Does it use the b. function as the scale?  
Gracias?


----------



## honeyheart

I can't figure out what "la función baselina" is  
Could you define it somehow, so we can get how it can be "escalada"?


----------



## Borderer

It's the baseline function, but I have no idea what that is!  the piece is an analysis of the factors that affect a firm's internationalisation.


----------



## gatogab

The baseline function = la función de base.
Could be?


----------



## Borderer

el problema es lo de 'escalar'


----------



## gatogab

Borderer said:


> el problema es lo de 'escalar'


¡Oh, si! Tienes razón. Contesté a Honeyheart.
*Search here *


----------



## jmale

Just a thought: rectify or modify

Jmale


----------



## honeyheart

But the verb "escalar" means "to climb up"...


----------



## jmale

Yes, you are certainly right but given the context, I thought maybe it could have an alternative meaning. The RAE dictionary didn't give one, but I guess I did! Escalar translated as climb could mean an upward or downward movement which is how the variable exp (xxx) works( At least that's what my understanding.) So I might use a term that captures the sense of movement in either direction away from the baseline such as modify, adjust or even climb. 

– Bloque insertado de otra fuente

PR #1907, opened 2021-04-17
Do not recurse when deleting a key

### LINKED ISSUE #1906: `gopass rm -r folder foo` deletes folder right away (non interactive)
### Summary

`gopass rm -r folder` ask for confirmation but `gopass rm -r folder foo` does not.

### Steps To Reproduce

`gopass rm -r folder foo`

### Expected behavior

`gopass rm` without the flag `-f` should reliably prompt for confirmation before deleting anything.

### Environment

- OS: Arch Linux
- gopass Version: 1.12.5
- Installation method: OS package manager pacman

Thank you very much for the work you put into this project.

dominikschulz:
Fixes #1906

RELEASE_NOTES=[BUGFIX] Do not recurse with a key

### DIFF
--- a/internal/action/delete.go
+++ b/internal/action/delete.go
@@ -29,6 +29,10 @@ func (s *Action) Delete(c *cli.Context) error {
 	// specifying a key is optional
 	key := c.Args().Get(1)
 
+	if recursive && key != "" {
+		return ExitError(ExitUsage, nil, "Can not use -r with a key. Invoke delete either with a key or with -r")
+	}
+
 	if !force { // don't check if it's force anyway
 		recStr := ""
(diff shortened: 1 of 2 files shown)


internal/action/delete.go
```diff
@@ -39,7 +43,7 @@ func (s *Action) Delete(c *cli.Context) error {
 		}
 	}
 
-	if recursive {
+	if recursive && key == "" {
```
AnomalRoil, line 46: This is unnecessary since it would have returned earlier otherwise, but I guess it won't hurt.

AnomalRoil (approved):

PR #1932, opened 2021-05-25
Add fish completion for `otp` subcommand

valer-cara:
Fill in entries on `gopass otp <TAB>` in fish shell, just like `gopass show <TAB>`.

Funny testing this on Arch. Fish checks and loads `/usr/share/fish/vendor_completions.d/gopass.fish` which cleared my local mods. Took a while to figure out why i had to double source this file. Alas, once this is merged it'll make it's way into the Arch vendor files.


dominikschulz:
Sorry, but this is a generated file.
We'll need to fix the generator.

valer-cara:
@dominikschulz - I've fixed the generator and also ran `make completion` which put my initial change in place

dominikschulz (approved):
LGTM. Thanks!

PR #1952, opened 2021-07-01
Allow --strict to be chained with --symbols

### LINKED ISSUE #1941: Please allow `--strict` to be chained with `--symbols`
### Summary
Right now it seems that `--strict` and `--symbols`/`-s` are mutually exclusive, with strict taking priority. These should have the option to be chained together in order to form passwords that have strictly have one member from each char group, symbols included. 

The reason these should be chained rather than overriding the behavior of `--strict` is there are websites which require uppercase letters, lowercase letters, digits, **and special characters**, just as there are websites that require strict passwords **that do not allow special characters**(for some stupid reason).

the former currently requires continuously generating passwords with the `-s` flag until one meets the requirements. 

### Steps To Reproduce
`gopass generate --symbols --strict any.given.website/user@email`
 
### Expected behavior
a password with a member from each class `a-z`,`A-Z`,`0-9` `!@#$%^&*()-_+=[{]},<.>/?;:'"\`~\\|`

### Environment

- OS: fedora 34
- OS version: 5.12.8-300.fc34.x86_64 #1 SMP Fri May 28 15:20:54 UTC 2021 x86_64 x86_64 x86_64 GNU/Linux
- gopass Version: gopass 1.12.5 
- Installation method: copr `daftaupe/gopass`

dominikschulz:
Fixes #1941

RELEASE_NOTES=[BUGFIX] Allow --strict to be chained with --symbols

### DIFF
--- a/internal/action/create.go
+++ b/internal/action/create.go
@@ -396,7 +396,7 @@ func (s *Action) createGeneratePassword(ctx context.Context, hostname string) (s
 		return "", err
 	}
 	if corp {
-		return pwgen.GeneratePasswordWithAllClasses(length)
+		return pwgen.GeneratePasswordWithAllClasses(length, symbols)
 	}
 
 	return pwgen.GeneratePassword(length, symbols), nil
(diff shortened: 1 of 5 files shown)


AnomalRoil (approved):
LGTM

PR #1953, opened 2021-07-01
Normalize recipient IDs before comparsion

### LINKED ISSUE #1900: fsck reports false-positives when comparing recipients
`gopass fsck` can report false positives if the `.gpg-id` files don't contain full size hashes but either short ones or recipient names.

The [comparison](https://github.com/gopasspw/gopass/blob/master/internal/store/leaf/fsck.go#L104) must first normalize to long hashes before comparing them.

dominikschulz:
Fixes #1900

RELEASE_NOTES=[BUGFIX] Normalize recipient IDs before comparison

### DIFF
--- a/internal/store/leaf/fsck.go
+++ b/internal/store/leaf/fsck.go
@@ -7,6 +7,7 @@ import (
 	"sort"
 	"strings"
 
+	"github.com/gopasspw/gopass/internal/backend"
 	"github.com/gopasspw/gopass/internal/out"
 	"github.com/gopasspw/gopass/internal/store"
 	"github.com/gopasspw/gopass/pkg/ctxutil"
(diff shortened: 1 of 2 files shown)


AnomalRoil (dismissed):
Nice, I hadn't even noticed we had already a `fingerprint` method.

AnomalRoil:
But this broke some tests it seems.

internal/store/leaf/fsck.go
```diff
@@ -127,6 +127,14 @@ func (s *Store) fsckCheckEntry(ctx context.Context, name string) error {
 	return nil
 }
 
+func fingerprints(ctx context.Context, crypto backend.Crypto, in []string) []string {
+	out := make([]string, 0, len(in))
+	for _, r := range in {
+		out = append(out, crypto.Fingerprint(ctx, r))
+	}
+	return out
```
AnomalRoil, line 135: We might want to sort `out` before return, no? 
Are we guaranteed to receive the keys in the same order every time?
Also `itemRecps` might need to be sorted, no?

dominikschulz: Shouldn't be necessary. The comparison uses maps: https://github.com/dominikschulz/gopass/blob/57bb81f2af87f2b92b96f535461f3aba84eb5404/internal/store/leaf/fsck.go#L138

AnomalRoil: Nice, I should have checked that function too.

PR #1983, opened 2021-08-28
Don't prompt to retype password unnecessarily with age backend

duxovni:
When gopass can't find a pinentry binary to use for prompting for a password to unlock an age keyring, it uses its own barebones fallback pinentry mechanism to prompt for a password in the terminal.  This fallback pinentry always asked the user to retype their password and required the passwords to match, even when decrypting a file using an already-existing password.  I've updated it to only prompt for a repeat when necessary, and also made the password prompt messages less awkward.

RELEASE_NOTES=[BUGFIX] Don't prompt to retype password unnecessarily with age backend when pinentry binary is unavailable.

Signed-off-by: Faye Duxovni <duxovni@duxovni.org>

### DIFF
--- a/pkg/pinentry/cli/fallback.go
+++ b/pkg/pinentry/cli/fallback.go
@@ -7,11 +7,13 @@ import (
 )
 
 // Client is pinentry CLI drop-in
-type Client struct{}
+type Client struct {
+	repeat bool
+}
 
 // New creates a new client
 func New() (*Client, error) {
-	return &Client{}, nil
+	return &Client{repeat: false}, nil
 }
 
 // Close is a no-op
@@ -22,8 +24,11 @@ func (c *Client) Confirm() bool {
 	return true
 }
 
-// Set is a no-op
-func (c *Client) Set(string, string) error {
+// Set is a no-op unless you're requesting a repeat
+func (c *Client) Set(key string, _ string) error {
+	if key == "REPEAT" {
+		c.repeat = true
+	}
 	return nil
 }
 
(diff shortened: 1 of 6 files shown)


pkg/pinentry/cli/fallback.go
```diff
@@ -7,11 +7,13 @@ import (
...
 // Client is pinentry CLI drop-in
-type Client struct{}
+type Client struct {
+	repeat bool
+}
 
 // New creates a new client
 func New() (*Client, error) {
-	return &Client{}, nil
+	return &Client{repeat: false}, nil
```
AnomalRoil, line 16: It's not clear to me why we would want to disable repeat by default for new clients.
What's the motivation there?

AnomalRoil (approved):

pkg/termio/ask_test.go
```diff
@@ -214,25 +214,30 @@ func TestAskForPasswordNonInteractive(t *testing.T) {
...
 	assert.NoError(t, err)
 	assert.Equal(t, "foo", sv)
 
-	sv, err = AskForPassword(ctx, "test")
+	sv, err = AskForPassword(ctx, "test", false)
+	assert.NoError(t, err)
+	assert.Equal(t, "foobar", sv)
+
+	sv, err = AskForPassword(ctx, "test", true)
 	assert.NoError(t, err)
```
AnomalRoil, line 241: Is this really the behaviour we want, btw, not erroring out but instead outputting the empty string is the two passwords aren't matching?

pkg/pinentry/cli/fallback.go
duxovni: This module is being used as a drop-in replacement for pinentry, so the motivation is to replicate pinentry's behavior.

pkg/termio/ask_test.go
duxovni: I don't know, but that's the original functionality and isn't changing here, so it seems outside the scope of this PR.

AnomalRoil: Agreed, but I was raising this for discussion with @dominikschulz to see if we needed to address this in another PR

dominikschulz (approved):

PR #1985, opened 2021-09-03
Add capitalized words to memorable passwords

### LINKED ISSUE #1984: generate memorable password with --strict
### Summary

When you `gopass generate -g memorable` , it produces only lowercase passwords. When combined with `--strict` , uppercase some letters please?

### Steps To Reproduce

`gopass generate -g memorable -s --strict test 15`

outputs like

`alphabet5]soup4,`

### Expected behavior

a password with a member from each class, including uppercase `A-Z`, like `Alphabet5]soup4,`

### Environment

- OS: MacOS
- OS version: Big Sur 11.5
- gopass Version: 1.12.8
- Installation method: brew

elijahjpassmore:
Memorable passwords generated with --strict will now have at least one
capitalized word.

Closes #1984

RELEASE_NOTES=[FEATURE] Add capitalized words to memorable passwords

Signed-off-by: Elijah J. Passmore <elijah@elijahjpassmore.com>

### DIFF
--- a/internal/action/generate.go
+++ b/internal/action/generate.go
@@ -219,7 +219,10 @@ func (s *Action) generatePassword(ctx context.Context, c *cli.Context, length, n
 	case "xkcd":
 		return s.generatePasswordXKCD(ctx, c, length)
 	case "memorable":
-		return pwgen.GenerateMemorablePassword(pwlen, symbols), nil
+		if c.Bool("strict") {
+			return pwgen.GenerateMemorablePassword(pwlen, symbols, true), nil
+		}
+		return pwgen.GenerateMemorablePassword(pwlen, symbols, false), nil
 	case "external":
 		return pwgen.GenerateExternal(pwlen)
 	default:
--- a/pkg/pwgen/memorable.go
+++ b/pkg/pwgen/memorable.go
@@ -4,15 +4,33 @@ import "strings"
 
 // GenerateMemorablePassword will generate a memorable password
 // with a minimum length
-func GenerateMemorablePassword(minLength int, symbols bool) string {
+func GenerateMemorablePassword(minLength int, symbols bool, capitals bool) string {
 	var sb strings.Builder
+	var upper = false
 	for sb.Len() < minLength {
-		sb.WriteString(randomWord())
+		if capitals {
+			if randomInteger(2) == 0 {
+				sb.WriteString(strings.Title(randomWord()))
+				upper = true
+			} else {
+				sb.WriteString(randomWord())
+			}
+		} else {
+			sb.WriteString(randomWord())
+		}
 		sb.WriteByte(Digits[randomInteger(len(Digits))])
 		if !symbols {
 			continue
 		}
 		sb.WriteByte(Syms[randomInteger(len(Syms))])
+	}
+	// If there isn't already a capitalized word, capitalize the first letter
+	if capitals {
+		if upper {
+			return sb.String()
+		}
+		var str = sb.String()
+		return strings.Title(string(str[0])) + str[1:]
 	}
 	return sb.String()
 }
--- a/pkg/pwgen/memorable.go
+++ b/pkg/pwgen/memorable.go
@@ -22,10 +22,7 @@ func GenerateMemorablePassword(minLength int, symbols bool, capitals bool) strin
 		sb.WriteByte(Syms[randomInteger(len(Syms))])
 	}
 	// If there isn't already a capitalized word, capitalize the first letter
-	if capitals {
-		if upper {
-			return sb.String()
-		}
+	if capitals && !upper {
 		var str = sb.String()
 		return strings.Title(string(str[0])) + str[1:]
 	}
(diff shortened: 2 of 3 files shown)


pkg/pwgen/memorable.go
```diff
@@ -4,16 +4,34 @@ import "strings"
 
 // GenerateMemorablePassword will generate a memorable password
 // with a minimum length
-func GenerateMemorablePassword(minLength int, symbols bool) string {
+func GenerateMemorablePassword(minLength int, symbols bool, capitals bool) string {
```
AnomalRoil, line 7: That's a public API change, but it seems only Gopass and Gopass JSON-API (which don't use that function) is using this package currently, so that should be fine.
We might want to increment a minor version instead of a patch version because of that tho.

pkg/pwgen/memorable.go
```diff
@@ -4,16 +4,34 @@ import "strings"
...
+		if capitals {
+			if randomInteger(2) == 0 {
+				sb.WriteString(strings.Title(randomWord()))
+				upper = true
+			} else {
+				sb.WriteString(randomWord())
+			}
+		} else {
+			sb.WriteString(randomWord())
+		}
```
AnomalRoil, line 20: the double if with both having the same else clause could be rewritten:
```suggestion
		// when requesting uppercase, we randomly uppercase words
		if capitals && randomInteger(2) == 0 {
			sb.WriteString(strings.Title(randomWord()))
			upper = true
		} else {
			sb.WriteString(randomWord())
		}
```

pkg/pwgen/memorable.go
```diff
@@ -4,16 +4,34 @@ import "strings"
...
 		if !symbols {
 			continue
 		}
 		sb.WriteByte(Syms[randomInteger(len(Syms))])
 	}
+	// If there isn't already a capitalized word, capitalize the first letter
+	if capitals {
+		if upper {
+			return sb.String()
+		}
```
AnomalRoil, line 31: Could be instead:
```suggestion
	if capitals && !upper {
```

pkg/pwgen/pwgen_test.go
```diff
@@ -93,7 +93,12 @@ func TestGeneratePasswordWithAllClasses(t *testing.T) {
...
 
 func TestGenerateMemorablePassword(t *testing.T) {
-	pw := GenerateMemorablePassword(20, false)
+	pw := GenerateMemorablePassword(20, false, false)
+	assert.GreaterOrEqual(t, len(pw), 20)
+}
+
+func TestGenerateMemorablePasswordCapital(t *testing.T) {
+	pw := GenerateMemorablePassword(20, false, true)
 	assert.GreaterOrEqual(t, len(pw), 20)
```
AnomalRoil, line 102: It would be nice to assert it contains a uppercase. You can compare the string with the lowercase version `strings.ToLower(pw)` as it shouldn't be the same in that case.

Also maybe add in the previous test that it is only lowercase if set to `false`?

internal/action/generate.go
```diff
@@ -219,7 +219,10 @@ func (s *Action) generatePassword(ctx context.Context, c *cli.Context, length, n
 	case "xkcd":
 		return s.generatePasswordXKCD(ctx, c, length)
 	case "memorable":
-		return pwgen.GenerateMemorablePassword(pwlen, symbols), nil
+		if c.Bool("strict") {
+			return pwgen.GenerateMemorablePassword(pwlen, symbols, true), nil
+		}
+		return pwgen.GenerateMemorablePassword(pwlen, symbols, false), nil
```
AnomalRoil, line 225: @dominikschulz actually we're using `WriteString` in there which can return an error... Why aren't we returning errors in the Generate*Password functions and instead always return `nil` here??

AnomalRoil (changes requested):
@dominikschulz I'd love to have your input regarding the possibility of `WriteString` to error out and us not forwarding it currently. Should we also refactor the Generate*Password functions to return `(string, error)` and get rid of the `nil ` in the `return ..., nil` instead?

AnomalRoil:
Thank you for the contribution @elijahjpassmore, that's really appreciated. I've just got a few comments, if you could review and change things accordingly, that'd be great.

elijahjpassmore:
Thanks @AnomalRoil, I've made the changes you suggested. If you have any other issues or questions, feel free to let me know.

AnomalRoil (approved):

internal/action/generate.go
dominikschulz: It's signature has an error argument, yes.
But at least with the current implementation it will never return an error: https://cs.opensource.google/go/go/+/refs/tags/go1.17.1:src/strings/builder.go;l=125;drc=43652dc46f770253b3603f47165b1568b439b0b5

pkg/pwgen/memorable.go
dominikschulz: We should probably make it a minor bump, yes. But otherwise I wouldn't be concerned about this change. This package is only used by gopass itself and gopass-jsonapi: https://pkg.go.dev/github.com/gopasspw/gopass@v1.12.8/pkg/pwgen?tab=importedby

That being said I also wouldn't set the bar too high here. This package doesn't have a very good interface anyway and is likely due for a major redesign at some point. The interfaces aren't very consistent. Cryptic uses an object while the others can only be called directly. Either all methods should be static or all object methods where the configuration goes into the object. Maybe with static helpers that use the most common settings, like the http package does.

dominikschulz (approved):

PR #1996, opened 2021-09-28
Update setup.md

astark13:
Added the "apt-get update" command in the "Pre-Installation Steps / Download and Install Dependencies / Ubuntu & Debian" in order to avoid "Package ... is not available" error when running "apt-get install gnupg2 git rng-tools"


AnomalRoil (approved):

AnomalRoil:
Thanks

PR #2004, opened 2021-10-04
Move prompts and progress bars to stderr rather than stdout

duxovni:
Having password prompts/etc on stdout is inconvenient in any context where the output is being piped to something other than a terminal.  This change makes gopass more scripting-friendly, especially when using the age backend.  It also removes a redundant password prompt message when the age backend asks for a password, since pinentry will display its own password prompt immediately afterward.

RELEASE_NOTES=[ENHANCEMENT] Move password prompts to stderr

Signed-off-by: Faye Duxovni <duxovni@duxovni.org>

### DIFF
--- a/internal/action/create_test.go
+++ b/internal/action/create_test.go
@@ -76,11 +76,11 @@ func TestCreateWebsite(t *testing.T) {
 	act.cfg.ClipTimeout = 1
 
 	buf := &bytes.Buffer{}
-	out.Stdout = buf
-	termio.Stdout = buf
+	out.Stderr = buf
+	termio.Stderr = buf
 	defer func() {
-		out.Stdout = os.Stdout
-		termio.Stdout = os.Stdout
+		out.Stderr = os.Stderr
+		termio.Stderr = os.Stderr
 	}()
 
 	// provide values on redirected stdin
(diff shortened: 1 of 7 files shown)


dominikschulz (approved):
LGTM, but I'd like to have second pair of eyes on this.

duxovni:
I can believe that everything works fine for you with the GPG backend; the age backend is way worse in this regard. Even just `gopass show` gives me password prompts in the output. There's the redundant prompt I removed, and then all the prompts generated by the CLI pinentry fallback; in order to fix those, I also needed to fix all of the other termio prompts, which then required fixing the progress bars too. There may well be a lot of other prompts that are still on stdout, but this covers all the prompts that might come up during `gopass show` with the age backend, and then all the prompts that use the same codepaths as those prompts.

dominikschulz:
Sorry for the sub-par experience with the age backend. It was really only a proof of concept for me (mostly to verify that Filos initial API was suitable for us). Thanks for your help in improving that!

dominikschulz:
Oh, no worries. That didn't come across too critical or anything. I just would love to spend more time on the age backend but couldn't get myself to do that so far.

I gave the changes a short try and I think we can merge this as is and then fix any other occurences as we go.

Well, for all that it is worth, I do hope this helped you!

Best wishes,
jmale


----------



## gatogab

> Escalar translated as climb could mean an upward or downward movement which is how the variable exp ...


Parece un movimiento sinusoidal.


----------



## Borderer

Thanks for your thoughts - I've asked the author, and he will ask the statistician (so even he didn't know!).  I'll let you know what the eventual meaning is...


----------



## pacosancas

Hola,

"Baselina" no existe en español. La palabra inglesa "baseline" puede traducirse como referencia, punto de partida, etc.


----------



## mora

Exp(xxx) is a function of the variables or characteristics of the firm (which do not depend on t), and which scale the baseline function common to all firms.


----------



## Borderer

Well, for those of you that are interested, I've just got the statistician's reply, which is to delete everything after (... depend on t)!

If only life were always so simple. 

(PS. Función *baselina* fue la expresión del autor (espanol), que se traduce _baseline function_ )


----------



## jmale

Thank you for disclosing how you solved this translation problem!

jmale


----------



## honeyheart

Borderer said:


> Well, for those of you that are interested, I've just got the statistician's reply, which is to delete everything after (... depend on t)!
> 
> If only life were always so simple.


No kidding!


----------